Good choice Mazzada, welcome back onboard x


----------



## margie (Jan 12, 2012)

Welcome back to the forums - your previous time here was before I joined. Hope we can help you attain your goals.


----------



## novorapidboi26 (Jan 12, 2012)

Welcome back.............

How has your control been?

You managed a child which is a good sign..........


----------



## Robster65 (Jan 12, 2012)

Hi Mazzda. Welcome back.

Better to see the last couple of years as 'getting away with it' and draw a line under it.

Then start afresh as if you were newly diagnosed. Something many of us have done at some point.

Would you be willing to keep a diary of all your food intake and do several blood tests per day to see what sort of control you have ?

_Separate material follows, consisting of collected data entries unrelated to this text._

PR #497, opened 2026-08-11
fix: bound client-side frame read by MAX_FRAME_LEN (#478)

### LINKED ISSUE #478: Client-side frame read allocates from an unbounded u32 length — `MAX_FRAME_LEN` is enforced in `read_frame` but not in `send_daemon_request_blocking_with_timeout`
`read_frame` refuses a frame longer than `MAX_FRAME_LEN` (16 MiB) specifically so a forged length prefix cannot make us allocate gigabytes. The blocking client helper on the TUI side reads the same protocol and applies no such bound — it allocates directly from an attacker-influenced `u32`.

Found during a code audit of an unrelated change that made this call site newly load-bearing on an interactive keypath.

## The asymmetry

`src/daemon_protocol.rs` — guarded, with the rationale stated in the comment above `MAX_FRAME_LEN`:

```rust
/// … or buggy peer trying to allocate gigabytes off a forged length prefix.
/// 16 MiB is well above any reasonable PTY chunk or scrollback snapshot.
const MAX_FRAME_LEN: usize = 16 * 1024 * 1024;

let len = u32::from_be_bytes([header[1], header[2], header[3], header[4]]) as usize;
if len > MAX_FRAME_LEN {
    return Err(io::Error::new(
        io::ErrorKind::InvalidData,
        format!("frame length {len} exceeds {MAX_FRAME_LEN}"),
    ));
}
let mut payload = vec![0u8; len];
```

`src/ui.rs`, `send_daemon_request_blocking_with_timeout` — unguarded:

```rust
let len = u32::from_be_bytes([
    resp_header[1], resp_header[2], resp_header[3], resp_header[4],
]) as usize;
let mut body = vec![0u8; len];
stream.read_exact(&mut body)?;
```

`u32::MAX` is ~4 GiB. The allocation happens *before* `read_exact`, so the peer does not need to send the bytes — a 5-byte header is enough to trigger it.

## Impact

Bounded by the threat model: the attach socket is created `0o600`, so this needs a same-uid peer or a compromised/buggy daemon rather than a remote attacker. That is why I would not call it critical.

What makes it worth fixing anyway is that it is a **guard the codebase already decided it wanted**, applied on one side of the protocol and not the other. The reasoning in `MAX_FRAME_LEN`'s own comment — "a buggy peer" — covers the unguarded path just as well as the guarded one. A malfunctioning daemon is squarely inside the case the constant was written for.

This runs synchronously on the `Ctrl+n` new-pane keypath, so the failure mode is the TUI ballooning or being OOM-killed on a keystroke.

## Second, smaller point

`stream.set_timeouts(timeout)` sets a **per-syscall** timeout, not a total deadline. A peer that drips one byte per interval keeps `read_exact` alive indefinitely while every individual read stays inside the timeout. Call sites documenting this helper as bounded ("a wedged daemon can't freeze form-open for more than a quarter second") are accurate for a *silent* peer and not for a *slow* one.

## Suggested fix

Apply the same `MAX_FRAME_LEN` check on the client read before allocating. It is a handful of lines and reuses the existing constant. The slow-drip point is a separate, larger change (a total deadline rather than per-syscall timeouts) and may be worth its own issue — happy to split it out if you prefer.

I'm glad to open a PR for the bound if that's useful.

vfarcic:
Closes #478.

`read_frame` refuses a frame over 16 MiB precisely so a forged or corrupted length prefix cannot make us allocate gigabytes. The TUI's synchronous one-shot client read the same 5-byte header and sized its body buffer straight off the `u32` with no such check. The allocation happened *before* `read_exact`, so a 5-byte header claiming ~4 GiB was enough — the peer never had to send a byte of payload. This runs synchronously on the `Ctrl+n` new-pane key path (via `live_orchestration_cwds`), so the failure mode was the TUI ballooning or being OOM-killed on a keystroke.

Threat model is as @prageethw scoped it in the issue: the attach socket is `0o600`, so this needs a same-uid peer or a buggy/compromised daemon rather than a remote attacker. It is worth fixing because it is a guard the codebase already decided it wanted, applied on one side of the protocol and not the other — and "a buggy peer", the case `MAX_FRAME_LEN`'s own comment names, covers the unguarded path exactly.

## What changed

- **`src/daemon_protocol.rs`** — `MAX_FRAME_LEN` widened from private to `pub(crate)`, with a note that the bound belongs to the *protocol*, not to `read_frame`. The 16 MiB literal is still spelled exactly once.
- **`src/ui.rs`** — the response decode is split out of `send_daemon_request_blocking_with_timeout` into `read_resp_frame_blocking`, which checks the length against `MAX_FRAME_LEN` before `vec![0u8; len]` and returns the same `io::ErrorKind::InvalidData` in the same message shape (`frame length {len} exceeds {MAX_FRAME_LEN}`) as `read_frame`. Splitting it out is what makes the framing testable — the send path itself needs a live socket at `config::attach_socket_path()`.
- **`changelog.d/478.bugfix.md`**.

Apart from the new bound, `read_resp_frame_blocking` is the original code moved verbatim, so every frame within the cap decodes exactly as before.

## Other client-side readers

`src/ui.rs:761` was the only unbounded reader in production. Every other consumer — `daemon_client.rs`, `embedded_pane.rs` — goes through `read_frame`, which was already bounded. `tests/common/mod.rs` has two near-identical copies, but they read from a daemon the test itself spawned, so there is no untrusted peer, and `pub(crate)` deliberately does not reach the integration-test crate. Left alone; happy to widen if you'd rather they share the constant.

## Surfaced as a failed request, not a panic

All four callers already treat `Err` as a failed request: `live_schedule_names` returns `HashSet::new()`, `live_orchestration_cwds` uses `let Ok(..) else { return Vec::new() }` (fails open — the form opens with no hint), `ScheduleRunNow` shows `Run-now failed: {e}`, and the reload-after-delete discards with `let _`. An over-long frame therefore degrades rather than taking the TUI down.

**Not a break — no `PROTOCOL_VERSION` bump, and no `.breaking.md` fragment.** Checked rather than assumed:

- **No wire shape change.** Same 5-byte header (1 kind + 4 BE length), same payload, no field added, removed, or retyped.
- **No semantic break behind a stable wire.** No field changes meaning; this only rejects input.
- **The newly-rejected input is unreachable from any conformant daemon.** The sole daemon-side RESP writer is `daemon_protocol.rs:1814`, which goes through `write_frame` — and `write_frame` has always returned `InvalidInput` for a payload over the same `MAX_FRAME_LEN`. No released daemon can emit a frame this client now refuses.

Old daemon ↔ new TUI and new daemon ↔ old TUI therefore behave exactly as before, so the manual previous-release-daemon run does not apply here. If a reviewer disagrees with that reading, the run is the next step and I'll do it.

## Gates

- `cargo test-fast` — **1661 passed, 0 failed**.
- `cargo test-e2e` — 3698 run, 3694 passed, **4 failed**. All four investigated and none is from this change:
  - `chain_smoke_pi_002_worker_receives_delegate_and_signals_work_done` — flake; **passed on rerun**.
  - `focus_007_lock_governed_focus_contract_on_real_binary`, `idle_worker_011_silent_worker_prompt_is_visible_in_attached_tui`, `card_stats_005_real_agent_card_narrows_without_restructuring` — fail consistently, and **fail identically on the pre-change baseline `a33ff21`**, which I checked out and ran to confirm. They are pre-existing on `main` and all three are TUI focus/render assertions that never touch the sync daemon-client decode path. Flagging them here since they are not this PR's to fix.

## Tests

Four unit tests next to the code, mirroring `daemon_protocol::tests::frame_rejects_oversize`:

- `resp_frame_rejects_oversize_before_allocating` — feeds a **header-only** 5-byte frame claiming `MAX_FRAME_LEN + 1` and `u32::MAX`, asserts `InvalidData`, and asserts the cursor never advanced past byte 5, i.e. the body read was never attempted and no buffer was ever sized from the forged length.
- `resp_frame_accepts_exactly_max_frame_len` — pins `>` vs `>=`: an at-limit frame must reach the body read (failing as `UnexpectedEof` here) rather than being rejected as over-long.
- `resp_frame_decodes_well_formed_response` and `resp_frame_rejects_wrong_kind` — the happy path and the pre-existing kind check still hold.

I verified the oversize test genuinely gates the fix by removing the bound and watching it fail (`UnexpectedEof` instead of `InvalidData`) before restoring it.

No TUI test under rule 4: the guard has no observable effect in normal operation — it is reachable only from a malfunctioning peer — so the framing seam is the right level. `read_resp_frame_blocking` and its callers are private, so an integration test could not reach them anyway.

## Not addressed

The issue's **second point** — `set_timeouts` being a per-syscall timeout rather than a total deadline, so a slow-drip peer keeps `read_exact` alive indefinitely while every individual read stays inside the timeout — is untouched here, as @prageethw suggested. It still applies after this change, including to the `DAEMON_HINT_TIMEOUT` call site whose doc comment describes it as bounded ("can't freeze form-open for more than a quarter second"), which remains accurate for a *silent* peer and not for a *slow* one. Worth its own issue.

### DIFF
--- a/changelog.d/478.bugfix.md
+++ b/changelog.d/478.bugfix.md
@@ -1,0 +1,7 @@
+## Bounded Frame Length on the TUI's Synchronous Daemon Client
+
+The TUI's one-shot daemon queries now reject an over-long response frame instead of allocating from the length prefix on the wire. `read_frame` has always refused a frame larger than 16 MiB precisely so a forged or corrupted length cannot make the process allocate gigabytes; the synchronous client the TUI uses for its blocking queries read the same 5-byte header without that check and sized its buffer straight off the `u32`. Since the allocation happened before the body was read, a 5-byte header claiming 4 GiB was enough — no payload required.
+
+This ran on the `Ctrl+n` new-pane key path, where the deck asks the daemon which directories already host a live orchestration, so the visible failure was the TUI ballooning or being killed on a keystroke. Both sides now read the same bound and return the same `InvalidData` error, and every caller already treated a failed request as best-effort, so an over-long frame degrades to "no hint" or a `Run-now failed: …` status line rather than taking the TUI down.
+
+The wire format is unchanged. A daemon can never have sent a frame this affects — the writer has always enforced the same cap — so builds across versions interoperate exactly as before.
--- a/src/daemon_protocol.rs
+++ b/src/daemon_protocol.rs
@@ -197,7 +197,13 @@ pub const PROTOCOL_VERSION: u32 = 6;
 /// Hard cap on a single frame's payload length. Defends against a malicious
 /// or buggy peer trying to allocate gigabytes off a forged length prefix.
 /// 16 MiB is well above any reasonable PTY chunk or scrollback snapshot.
-const MAX_FRAME_LEN: usize = 16 * 1024 * 1024;
+///
+/// `pub(crate)` rather than private (issue #478) because the bound belongs to
+/// the *protocol*, not to [`read_frame`]: the TUI's synchronous one-shot client
+/// (`ui::send_daemon_request_blocking_with_timeout`) decodes the same 5-byte
+/// header without the async reader, and used to allocate straight off the u32.
+/// Both sides now read the one constant — do not re-spell the 16 MiB literal.
+pub(crate) const MAX_FRAME_LEN: usize = 16 * 1024 * 1024;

Then you could tweak your insulin where needed to bring your BGs into the 'normal' range as much as poss. Better done over a week or two rather than try to suddenly snap into line.

Rob


----------



## da-mazzda-007 (Jan 12, 2012)

thanks guys..

yea i managed a child and a second 1 straight after 

as for insulin etc i havent been taking it even though i keep getting told off and now i dont no were to start. i have burned all bridges with diabetic hospital as i kept missing appointments. last time i saw my doc my hba1c was 16.2 and got a right bolockin. opticians have said i have background retinopathy so i have to wear glasses .


i have not been taking my insulin for well over a year but i was on levimere and humalog. can any1 tell me which is the fast and which is the slow and how much i should be taking a day???


thanks nick


----------



## margie (Jan 12, 2012)

Levemir is a background insulin and humalog is fast acting. If you haven't taken any in  a year you should talk to your GP and check that dates on the insulin you have to ensure they have not expired.

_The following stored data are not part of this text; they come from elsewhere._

Issue #436, opened 2026-08-08
cargo clippy never lints the xtask/* workspace members, and one lint is already sitting there


vfarcic:
Split out from #407.

Rule 2's clippy gate — even after #407 widens it to `cargo clippy --all-targets --features e2e -- -D warnings` — still only covers the **root package**. Cargo's default target selection in a workspace with a root package is that package alone, so `xtask/docs`, `xtask/linkage-check`, and `xtask/spec` are never linted by any gate. CI's `build` job (`.github/workflows/ci.yml`) inherits the same blind spot.

`xtask/spec` and `xtask-docs` are path dev-dependencies, so they get *built* as dependencies — but building is not linting, and `xtask/linkage-check` is not even built.

## This is not hypothetical — there is a live warning on `main`

```
$ cargo clippy --workspace --all-targets --features e2e -- -D warnings
error: consider using `sort_by_key`
   --> xtask/linkage-check/src/clean_tmp.rs:210:5
    |
210 |     out.sort_by(|a, b| b.bytes.cmp(&a.bytes));
    |     ^^^^^^^^^^^^^^^^^^^^^^^^^^^^^^^^^^^^^^^^^
    |
    = note: `-D clippy::unnecessary-sort-by` implied by `-D warnings`
help: try
    |
210 -     out.sort_by(|a, b| b.bytes.cmp(&a.bytes));
210 +     out.sort_by_key(|b| std::cmp::Reverse(b.bytes));
    |
```

Measured on `main` at 6b06069. This is why the change is separate from #407: adding `--workspace` there would have shipped a gate that fails on the first commit, so #407 deliberately stops at the root package and points here.

## Suggested fix

1. Fix `xtask/linkage-check/src/clean_tmp.rs:210` (the suggested `sort_by_key` + `Reverse` rewrite is a one-liner).
2. Re-run `cargo clippy --workspace --all-targets --features e2e -- -D warnings` and clear anything else it surfaces across the three `xtask` members.
3. Add `--workspace` to rule 2's command in `CLAUDE.md` and to the Linux `build` job's clippy step in `.github/workflows/ci.yml`, keeping them identical.
4. Leave `build-windows` / `build-macos` on bare `cargo clippy -- -D warnings`, for the reason already documented in those jobs' comments.

Step 3 should follow step 2 in the same PR, so the gate never lands red.

PR #498, opened 2026-08-11
ci: select the whole workspace in the test gates (#489, #470)

### LINKED ISSUE #470: cargo test-fast omits --workspace, so no gate ever runs the xtask crates' tests
## Symptom

`cargo test-fast` is an alias for `cargo nextest run` — **without `--workspace`**. Cargo's default target selection is the root package alone, so the `xtask/*` members' tests are executed by **no gate anywhere**:

- not by `cargo test-fast` (the per-task gate, rule 5)
- not by `cargo test-e2e` (`cargo nextest run --features e2e`, same default selection)
- not by CI, which runs the same aliases

`cargo clippy --workspace --all-targets --features e2e` *compiles* them, so a type error or lint is caught. But compiling is not running: assertions never execute.

## How it surfaced

While implementing #322, two new tests were added to `xtask/linkage-check/src/clean_tmp.rs`. They pass — but only when run explicitly:

```
cargo nextest run -p xtask-linkage-check
39 tests run: 39 passed, 0 skipped
```

Nothing in the normal workflow runs that command. The tests would have shipped green-by-default and silently stopped protecting anything the moment they broke.

## Relationship to #436

This is the exact gap `--workspace` closed for **clippy** in #436, which found an `unnecessary_sort_by` sitting in `xtask/linkage-check/src/clean_tmp.rs` on `main` because that crate was linted by no gate. CLAUDE.md rule 2 records the reasoning and notes the widening was free warm (0.20s either way).

The test gate still has the hole. Same crates, same cause, same fix shape.

## Proposed fix

Add `--workspace` to the `test-fast` alias (and consider `test-e2e` for symmetry) in `.cargo/config.toml`, then update CLAUDE.md rule 5.

Worth checking before landing:

- whether any xtask test is slow, needs network, or is otherwise unsuited to the fast tier — the whole point of the tier is that it is cheap and deterministic;
- the warm-cache cost of the widened alias, so rule 5 can record it the way rule 2 records clippy's.

## Why it was not fixed in #322's branch

#322 broadens a destructive command (`clean-e2e-tmp`) and already had to touch `clean_tmp.rs`, which **#461 is concurrently rewriting**. Changing a global cargo alias on that branch was judged scope creep on a file with an active conflict; the reviewer agreed. Filing separately so it is not lost.

Discovered while gating #322.

### LINKED ISSUE #489: xtask unit tests run in no gate: `cargo nextest run` selects the root package only
The sibling of #436, for tests rather than lints.

## What's wrong

`cargo test-fast` is `cargo nextest run`, and CI's `build`, `build-macos` and `build-windows` jobs all run bare `cargo nextest run`. The workspace root is itself a package and there is no `default-members`, so cargo's default target selection is **the root package alone**. Every test in `xtask/linkage-check`, `xtask/docs` and `xtask/spec` therefore executes in **no gate anywhere**.

Measured on `agent/dispatch-reaper-461`:

```
$ cargo nextest list            | grep -c clean_tmp     # what test-fast and CI run
0
$ cargo nextest list --workspace | grep -c clean_tmp
25
$ cargo nextest run --workspace
1729 tests run: 1729 passed        # vs 1657 without --workspace
```

This is exactly the mechanism #436 fixed for clippy ("Cargo's default target selection is the root package alone, so `xtask/docs`, `xtask/linkage-check` and `xtask/spec` were linted by no gate anywhere") — `--workspace` was added to the clippy command but never to the test command.

## Why it matters concretely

Talking to the GP would allow the GP to know that you are taking an interest in your diabetes and ensure that they are not too surprised if you ask for a repeat prescription. No one can tell you how much you should be taking a day as it varies so much from one person to another - this is where talking to a DSN would help you greatly.


----------



## novorapidboi26 (Jan 12, 2012)

Get a blood monitor and strips from you GP, test before each meal, and record the result................a record diary should also be available from the GP.....

this is just the start though.............


----------



## mum2westiesGill (Jan 12, 2012)

Hi Mazzda,

Welcome back to the forum  

The response & help you'll get here is fantastic, believe me you've joined the best place!  

_Gill_


----------



## da-mazzda-007 (Jan 12, 2012)

thanks all for the welcoms and help. im goingto ring my doc and try see if the hospital will c me again...


----------



## CarolK (Jan 12, 2012)

There might be a really obvious answer that Im missing, but how can you not take your insulin for a year and not become seriously ill?


----------



## da-mazzda-007 (Jan 12, 2012)

carol i have no idea my sugars are always high as far as i no (i dont check) my ketones are always 0.1 my hba1c was 16.2 which is the highest it has been my doc said. as for being ill i have no idea i have never suffered with anything with tregards to condition, i have only had 2 hypos 1 of which was after i tried to commit suicide last year but hospital just gave me glucogen and iv glucose drip


----------



## margie (Jan 12, 2012)

I went back and checked da-mazzda's first post - and it seems that there was some doubt then as to whether the diagnosis should be type 1 or type 2. I don't know if this was ever resolved.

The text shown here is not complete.